Forum für Wissenschaft, Industrie und Wirtschaft

Hauptsponsoren:     3M 
Datenbankrecherche:

 

Hohe Auflösung ohne Teilchenbeschleuniger

07.08.2017

Physiker der Universität Jena führen erstmals optische Kohärenztomografie mit XUV-Strahlung im Labormaßstab durch

Beim Augenarzt gehört sie fast schon zum Standardprogramm: die optische Kohärenztomografie. Mit diesem Bildgebungsverfahren lassen sich durch Infrarotstrahlung die verschiedenen Schichten der Netzhaut durchdringen und dreidimensional genauer untersuchen, ohne dass das Auge überhaupt berührt werden muss.
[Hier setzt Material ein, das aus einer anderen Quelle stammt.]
PR #452, opened 2017-06-15
Create mremoteng.json

masaeedu:
Adds mRemoteNG remote desktop tool from https://mremoteng.org/

### DIFF
--- a/mremoteng.json
+++ b/mremoteng.json
@@ -11,11 +11,18 @@
             "mRemoteNG"
         ]
     ],
+    "persist": [
+        "confCons.xml",
+        "confCons.xml.backup",
+        "pnlLayout.xml",
+        "extApps.xml",
+        "Themes.xml"
+    ],
     "checkver": {
-        "url": "https://github.com/mRemoteNG/mRemoteNG/releases/latest",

Mediziner können so Erkrankungen wie den Grünen Star ohne Eingriff erkennen.


Der Jenaer Physiker Silvio Fuchs in einem Labor am Institut für Optik und Quantenelektronik der Universität Jena.

Foto: Jan-Peter Kasper/FSU

Doch diese Methode hätte noch weitaus größeres Potenzial für die Naturwissenschaften, wenn man die Wellenlänge der verwendeten Strahlung stärker verkürzen und somit eine höhere Auflösung des Bildes erhalten könnte. Physikern der Friedrich-Schiller-Universität Jena ist genau das jetzt gelungen. Über ihre Forschungsergebnisse berichten sie in der aktuellen Ausgabe des Fachmagazins „Optica“ (DOI: 10.1364/OPTICA.4.000903).

Erste XUV-Kohärenztomografie im Labormaßstab

Die Jenaer Physiker verwendeten für das Verfahren erstmals im eigenen Labor erzeugte extreme ultraviolette Strahlung (XUV) und führten somit die erste XUV-Kohärenztomografie im Labormaßstab durch. Die Wellenlänge dieser Strahlung liegt bei etwa 20 bis 40 Nanometer – von dort ist es also nur noch ein kleiner Schritt bis zum Röntgenbereich.

„Um XUV-Strahlung zu erzeugen, sind normalerweise Großgeräte, also Teilchenbeschleuniger wie das Deutsche Elektronen-Synchroton in Hamburg, notwendig“, erklärt Silvio Fuchs vom Institut für Optik und Quantenelektronik der Universität Jena. „Demzufolge wäre eine Untersuchungsmethode dieser Art also sehr aufwendig, teuer und nur für wenige Forscher verfügbar.“

Die Jenaer Physiker konnten diese Methode bereits an Großforschungsanlagen demonstrieren, doch nun haben sie eine Möglichkeit gefunden, sie auch im kleineren Maßstab anwenden zu können.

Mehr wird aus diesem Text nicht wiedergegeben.